Combine 1 cup of salsa and 1/3 cup of mayonnaise in a small bowl until smooth.
What kind of slaw is used?
The recipe uses 4 cups of coleslaw mix to create a zesty spicy cabbage slaw.
How do you warm the corn tortillas?
Warm each tortilla in a dry skillet over medium heat for 1-2 minutes on each side until soft.
How many calories are in a serving?
Each serving contains approximately 600 calories.
What is the protein content per serving?
There are 27.5 grams of protein per serving.
How much fat is in this recipe?
The recipe contains 32.5 grams of fat per serving.
How many carbohydrates are in each serving?
There are 45 grams of carbohydrates per serving.
How many corn tortillas are needed?
The recipe requires 8 corn tortillas.
How much salsa is needed for the recipe?
You will need 1 cup of ready-to-use salsa.
What kind of oil is recommended for deep frying?
Vegetable oil is recommended for deep frying the fish.
How much beer is required for the batter?
The recipe uses 3/4 cup of beer, plus 2-3 optional extra tablespoons.
How much flour is used in the batter?
The batter requires 3/4 cup of all-purpose flour.
What is the serving suggestion for lime?
Serve the tacos immediately with 8 lime wedges on the side.
How many fish pieces are fried at once?
The fish should be fried in two batches to avoid overcrowding the pan.
How do you ensure the fish stays warm while the rest is cooking?
You can keep the fried fish warm in a low oven if necessary.
How much slaw should be placed on each taco?
Top each tortilla with approximately 1/2 cup of spicy cabbage slaw.
How much sauce goes on each taco?
Drizzle 2 tablespoons of the salsa-mayo mixture over the slaw in each taco.

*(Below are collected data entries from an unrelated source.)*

PR #4214, opened 2025-03-31
Closes #3005: searchsorted function

### LINKED ISSUE #3005: searchsorted function
Replicate the functionality of numpy.searchsorted:
https://numpy.org/doc/stable/reference/generated/numpy.searchsorted.html

1RyanK:
Chapel already had code for `searchsorted`, so I just added different types and fixed a problem in the comparators. Also added tests. Also fixed a typo in an unrelated test.

Closes #3005: searchsorted function

### DIFF
--- a/arkouda/numpy/sorting.py
+++ b/arkouda/numpy/sorting.py
@@ -1,7 +1,7 @@
 from __future__ import annotations
 
 from enum import Enum
-from typing import TYPE_CHECKING, Sequence, TypeVar, Union, cast
+from typing import TYPE_CHECKING, Literal, Sequence, TypeVar, Union, cast
 
 import numpy as np
 from typeguard import check_type, typechecked
@@ -17,12 +17,12 @@ from arkouda.numpy.dtypes import (
     uint64,
 )
 from arkouda.numpy.pdarrayclass import create_pdarray, pdarray
-from arkouda.numpy.pdarraycreation import zeros
+from arkouda.numpy.pdarraycreation import array, zeros
 from arkouda.numpy.strings import Strings
 
 numeric_dtypes = {dtype(int64), dtype(uint64), dtype(float64)}
 
-__all__ = ["argsort", "coargsort", "sort", "SortingAlgorithm"]
+__all__ = ["argsort", "coargsort", "sort", "SortingAlgorithm", "searchsorted"]
 
 SortingAlgorithm = Enum("SortingAlgorithm", ["RadixSortLSD", "TwoArrayRadixSort"])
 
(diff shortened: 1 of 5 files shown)


arkouda/numpy/sorting.py
```diff
@@ -282,3 +282,66 @@ def sort(
...
+    """
+    Find indices where elements should be inserted to maintain order.
+
+    Find the indices into a sorted array `a` such that, if the corresponding
+    elements in `v` were inserted before the indices, the order of `a` would be preserved.
+
+    Parameters
+    ----------
+    a : pdarray
+        1-D input array. Must be sorted in ascending order. `sorter` is not currently supported.
```
ajpotts, line 300: I think we should throw an error if someone tries this on a multi-dimensional pdarray.

src/SortMsg.chpl
```diff
@@ -123,15 +125,19 @@ module SortMsg
     }
 
     record leftCmp: relativeComparator {
-      proc compare(a: real, b: real): int {
-        if a < b then return -1;
+      proc compare(a: ?t, b: t): int
+        where (t == int || t == real || t == uint || t == uint(8) || t == bigint)
+      {
+        if a <= b then return -1;
```
e-kayrakli, line 131: Just noting the small change in the logic here. Before, this was just `<`, now you are making it `<=`. Based on the fact that you are also making a similar change in `rightCmp`, I am guessing this is intentional. If that's the case, that's perfectly fine. This can have an impact on [sort stability](https://stackoverflow.com/questions/1517793/what-is-stability-in-sorting-algorithms-and-why-is-it-important)

e-kayrakli (approved):

src/SortMsg.chpl
1RyanK: I found that when side was left, it was giving me the result that I was supposed to get for right, and vice versa. I think this only affects this function though, right?

arkouda/numpy/sorting.py
```diff
@@ -282,3 +282,77 @@ def sort(
...
+    3
+    >>> v = ak.array([-10, 20, 12, 13])
+    >>> ak.searchsorted(a, v)
+    array([0 5 1 2])
+    """
+
+    if a.ndim > 1:
+        raise ValueError(f"a must be one dimensional, but has {a.ndim} dimensions.")
+    if a.dtype not in numeric_dtypes and a.dtype != bigint:
+        raise ValueError(f"ak.searchsorted supports int64, uint64, bigint, or float64, not {a.dtype}")
```
ajpotts, line 334: I think this should be a `TypeError` rather than a `ValueError`.

ajpotts (approved):
Great job!

src/SortMsg.chpl
ajpotts: I looked through the code and `leftCmp` is only used in `searchSorted`, so I think this is fine.

arkouda/numpy/sorting.py
1RyanK: Done. I was looking at `sort` and it has a `ValueError` for this.

jaketrookman (approved):
Looks good

arkouda/numpy/sorting.py
```diff
@@ -282,3 +282,77 @@ def sort(
...
+    Returns
+    -------
+    indices : int or pdarray
+        If `v` is an array, returns an array of insertion points with the same shape.
+        If `v` is a scalar, returns a single integer index.
+
+    Raises
+    ------
+    ValueError
+        If searchsort is attempted on a `pdarray` with an unsupported dtype such as `bool`.
```
ajpotts, line 316: This first one should be changed to a TypeError to match the code.

1RyanK: Done! Sorry about that.

ajpotts (approved):

PR #4224, opened 2025-04-07
Closes 4124, align ak.dot to np.dot.

### LINKED ISSUE #4124: Align ak.dot to numpy dot
The current implementation matches numpy for 1D, but not for multi-dimensions.

drculhane:
Closes #4124 

Summary of work:

There was a lot here, hence these comments so that you won't have to start from scratch when you review this.

Aligning ak.dot to np.dot has been time-consuming, as np.dot does much more than the conventional 1-D vector dot product.  Hopefully the comments in def dot, in pdarrayclass.py, make it clear what's going on.

In addition to the executable python code, there's a new docstring that gives examples of all use cases of ak.dot.

It's worth noting that in order to prevent mypy from freaking out, ak.dot requires several # type: ignore statements, as is typical with functions whose inputs accept a Union of types.  There's also an unreachable return None (also with a # type: ignore) which prevents mypy from claiming there's a missing return.  I considered just having mypy bypass this function.

There were test_dot functions in both pdarrayclass_test.py and numeric_test.py.  The one in numeric_test.py has been removed.  The one in pdarrayclass_test.py has been changed to cover all the possible use cases and data types of ak.dot.

A possible TODO: move dot out of pdarrayclass.py and into _numeric.py.  Similarly with test_dot.

A dotProd function was added to LinalgMsg.chpl to perform the computation (thank you, Ryan).  I modified Ryan's code to allow for the case where the two pdarrays aren't of the same type.

In LinalgMsg.chpl, both dotProd and matmul need to compute the return type based on the input types.  Both call a function named np_ret_type (which is meant to stand for "numpy return type").  There is a similar function called by vecdot (it's currently called compute_result_type_vecdot).  In a future alignment of ak.vecdot to np.vecdot, that function may also be rolled into np_ret_type.

Additional changes were needed in LinalgMsg.chpl, OperatorMsg.chpl and BinOp.chpl to enable all of the appropriate combinations of data types.

Another possible TODO: make a 1D case for dotProd, rather than piggyback onto the ND case.

A very likely TODON'T: make test cases for > 3D.  So far, I've found that making arkouda with max_dim > 3 isn't  feasible.

Ryan: I'd love if you could add some comments to the dotProd proc in LinalgMsg.chpl.


src/LinalgMsg.chpl
```diff
@@ -276,6 +271,133 @@ module LinalgMsg {
...
+    // TODO: add bigint handling
+
+    // This implements the M-D x N-D case of ak.dot, aligning its funcionality to np.dot.
+ 
+    @arkouda.registerCommand(name="dot")
+    proc dotProd(a: [?d] ?ta, b: [?d2] ?tb): [] np_ret_type(ta,tb) throws
+    where ((d.rank >=2 && d2.rank>= 2)
+        && (ta == int || ta == real || ta == bool || ta == uint )
+        && (tb == int || tb == real || tb == bool || tb == uint )
+           ) {
```
e-kayrakli, line 304: I brought it up in the internal Chapel channels that we should add distributed array support to `LinearAlgebra.dot`, which can be used by this function for at least >=2D cases. This implementation is probably OK, but I wouldn't expect it to perform well or scale.

e-kayrakli (approved):

src/LinalgMsg.chpl
```diff
@@ -276,6 +271,133 @@ module LinalgMsg {
...
+            tmp1 = a[aDom];                 
+            tmp2 = b[bDom];
+            
+            var total: np_ret_type(ta,tb) = 0:np_ret_type(ta,tb);
+
+            // Perform the dot product.
+
+            for (i, j) in zip(tmp1, tmp2) {
+                if np_ret_type(ta,tb) == bool {
+                    total |= i:bool & j:bool;
```
e-kayrakli, line 369: Sometimes `&` can be used instead of `&&` for performance-related motivations. But, to my knowledge, those cases arise when a more complicated boolean expression is involved. For this one, I recommend `&&`, logical-and, for clarity.

(As per the language specification, what you have here should be portable, though: https://chapel-lang.org/docs/main/language/spec/conversions.html#explicit-numeric-conversions)

src/LinalgMsg.chpl
drculhane: We've had some discussions about that here, too.  None of the linear algebra stuff has been optimized for distributed processing.  I lean towards merging this, and creating a separate issue for "optimize linear algebra."

src/LinalgMsg.chpl
drculhane: You're absolutely right.  We'll make that change.

arkouda/numpy/pdarrayclass.py
```diff
@@ -3359,51 +3417,128 @@ def dot(
     pda2: Union[np.int64, np.float64, np.uint64, pdarray],
 ) -> Union[numpy_scalars, pdarray]:
     """
-    Returns the sum of the elementwise product of two arrays of the same size (the dot product) or
-    the product of a singleton element and an array.
+    computes dot product of two arrays.
```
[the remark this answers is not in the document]
drculhane: Yes, it should.  Fixed.

src/LinalgMsg.chpl
e-kayrakli: Yeah. What we have in the `LinearAlgebra` module is relatively optimized but only for single locale. We should merge this as-is.

1RyanK (approved):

What tools are needed to fry the fish?
A Dutch oven or a deep skillet along with a slotted spoon is needed.
What beer is suggested as a beverage pairing?
A beer like Pacifico is suggested to accompany these tacos.
Is the batter supposed to be lumpy?
No, the beer, flour, and salt should be whisked until the batter is smooth and lump-free.
How do you apply the batter to the fish?
Use a fork to dip each piece of cod into the batter to ensure it is evenly coated.
What is the texture of the finished fish?
The fish should be tender on the inside and have a light, crispy batter on the outside.
How many ingredients are in this recipe total?
The recipe consists of 10 primary ingredients.
Can I use a different type of fish?
While cod is recommended, other white fish fillets could potentially be used for these Baja-style tacos.